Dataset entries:
PR #412, opened 2025-12-12
Implement XR_ANDROID_scene_meshing

dhoverb:
Implements [XR_ANDROID_scene_meshing](https://developer.android.com/develop/xr/openxr/extensions/XR_ANDROID_scene_meshing)


doc_classes/OpenXRAndroidSceneMeshing.xml
```diff
@@ -0,0 +1,53 @@
+<?xml version="1.0" encoding="UTF-8" ?>
+<class name="OpenXRAndroidSceneMeshing" inherits="RefCounted" xmlns:xsi="http://www.w3.org/2001/XMLSchema-instance" xsi:noNamespaceSchemaLocation="https://raw.githubusercontent.com/godotengine/godot/master/doc/class.xsd">
+	<brief_description>
+		An object for retrieving submesh data.
```
dsnopek:
```suggestion
		An object for retrieving submesh data from [code]XR_ANDROID_scene_meshing[/code] extension.
```

doc_classes/OpenXRAndroidSceneSubmeshData.xml
```diff
@@ -0,0 +1,107 @@
...
+				The [Array] contains data at the [constant Mesh.ARRAY_INDEX] index.
+				The [Array] may contain data at the [constant Mesh.ARRAY_NORMAL] index if [code]enable_normals[/code] was [b]true[/b] in [method OpenXRAndroidSceneMeshing.initialize].
+				The [Array] may contain data at the [constant Mesh.ARRAY_CUSTOM0] index if [code]semantic_label_set[/code] was [b]true[/b] in [method OpenXRAndroidSceneMeshing.initialize].
+			</description>
+		</method>
+		<method name="get_indexed_vertex_semantics" qualifiers="const">
+			<return type="Array" />
+			<description>
+				An [Array] of [enum SemanticLabel]s, which is identical to indexing the [Array] from [method get_indexed_arrays] at [constant Mesh.ARRAY_CUSTOM0].
+				[b]NOTE[/b] This [Array] is always empty when [method OpenXRAndroidSceneMeshing.initialize] was called with [constant OpenXRAndroidSceneMeshing.SEMANTIC_LABEL_SET_NONE].
```
dsnopek:
```suggestion
				[b]NOTE:[/b] This [Array] is always empty when [method OpenXRAndroidSceneMeshing.initialize] was called with [constant OpenXRAndroidSceneMeshing.SEMANTIC_LABEL_SET_NONE].
```

doc_classes/OpenXRAndroidSceneSubmeshData.xml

◆ The problem ◆
Write the entries above out again. Match them exactly.

◆ Answer space ◆
PR #412, opened 2025-12-12
Implement XR_ANDROID_scene_meshing

dhoverb:
Implements [XR_ANDROID_scene_meshing](https://developer.android.com/develop/xr/openxr/extensions/XR_ANDROID_scene_meshing)


doc_classes/OpenXRAndroidSceneMeshing.xml
```diff
@@ -0,0 +1,53 @@
+<?xml version="1.0" encoding="UTF-8" ?>
+<class name="OpenXRAndroidSceneMeshing" inherits="RefCounted" xmlns:xsi="http://www.w3.org/2001/XMLSchema-instance" xsi:noNamespaceSchemaLocation="https://raw.githubusercontent.com/godotengine/godot/master/doc/class.xsd">
+	<brief_description>
+		An object for retrieving submesh data.
```
dsnopek:
```suggestion
		An object for retrieving submesh data from [code]XR_ANDROID_scene_meshing[/code] extension.
```

doc_classes/OpenXRAndroidSceneSubmeshData.xml
```diff
@@ -0,0 +1,107 @@
...
+				The [Array] contains data at the [constant Mesh.ARRAY_INDEX] index.
+				The [Array] may contain data at the [constant Mesh.ARRAY_NORMAL] index if [code]enable_normals[/code] was [b]true[/b] in [method OpenXRAndroidSceneMeshing.initialize].
+				The [Array] may contain data at the [constant Mesh.ARRAY_CUSTOM0] index if [code]semantic_label_set[/code] was [b]true[/b] in [method OpenXRAndroidSceneMeshing.initialize].
+			</description>
+		</method>
+		<method name="get_indexed_vertex_semantics" qualifiers="const">
+			<return type="Array" />
+			<description>
+				An [Array] of [enum SemanticLabel]s, which is identical to indexing the [Array] from [method get_indexed_arrays] at [constant Mesh.ARRAY_CUSTOM0].
+				[b]NOTE[/b] This [Array] is always empty when [method OpenXRAndroidSceneMeshing.initialize] was called with [constant OpenXRAndroidSceneMeshing.SEMANTIC_LABEL_SET_NONE].
```
dsnopek:
```suggestion
				[b]NOTE:[/b] This [Array] is always empty when [method OpenXRAndroidSceneMeshing.initialize] was called with [constant OpenXRAndroidSceneMeshing.SEMANTIC_LABEL_SET_NONE].
```

doc_classes/OpenXRAndroidSceneSubmeshData.xml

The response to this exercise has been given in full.